What the task requires → In the records below, count every line where the string "magazine" appears, and reply with the count only.

Exercise inputs →
PR #425, opened 2024-01-11
add mention to Mdev@kbin.run magazine in README

asdfzdfj:
add a mention to [Mdev@kbin.run](https://kbin.run/m/Mdev) magazine in README for discussions about mbin within fediverse

although unofficial, it's the kind of place that means nothing if no people knows about it, especially when we don't have the luxury of flagship instance like [kbinMeta@kbin.social](https://kbin.social/m/kbinMeta) have, and having to spread it essentially by word of mouth hinders its usefulness

### DIFF
--- a/README.md
+++ b/README.md
@@ -50,7 +50,7 @@ For developers:
 
 - [Official repository on GitHub](https://github.com/MbinOrg/mbin)
 - [Matrix Space for discussions](https://matrix.to/#/#mbin:melroy.org)
-- [Unofficial magazine for discussions within fediverse](https://kbin.run/m/Mdev)
+- [Unofficial magazine for discussions within the fediverse](https://kbin.run/m/Mdev)
 - [Translations](https://hosted.weblate.org/engage/mbin/)
 - [Contribution guidelines](CONTRIBUTING.md) - please read first, including before opening an issue!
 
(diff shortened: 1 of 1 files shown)


README.md
```diff
@@ -50,6 +50,7 @@ For developers:
 
 - [Official repository on GitHub](https://github.com/MbinOrg/mbin)
 - [Matrix Space for discussions](https://matrix.to/#/#mbin:melroy.org)
+- [Unofficial magazine for discussions within fediverse](https://kbin.run/m/Mdev)
```
BentiGorlich, line 53: `within the fediverse` would be better I think

BentiGorlich (changes requested):
I don't know if the "For developers" section is the best place to put it. Though I did not find a better suited place for it either...

README.md
asdfzdfj: update the wording as suggested. I'm not that good at English

asdfzdfj:
> I don't know if the "For developers" section is the best place to put it. Though I did not find a better suited place for it either...

if we're treating it as mbin equivalent of kbinMeta (which seems to be the case) then it would be rather counterintuitive if it's mainly focused for developers rather than the users. and for that I think it can stay in the contributing section.

BentiGorlich:
Right now it is in the "For developers" section. What I meant is basically I don't know if it is at the right place at the moment

asdfzdfj:
wait I'm quite sure I put this under the "Contributing" section?

BentiGorlich (approved):
My bad. Was weird appearance bug from GitHub, sorry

Answer space → 5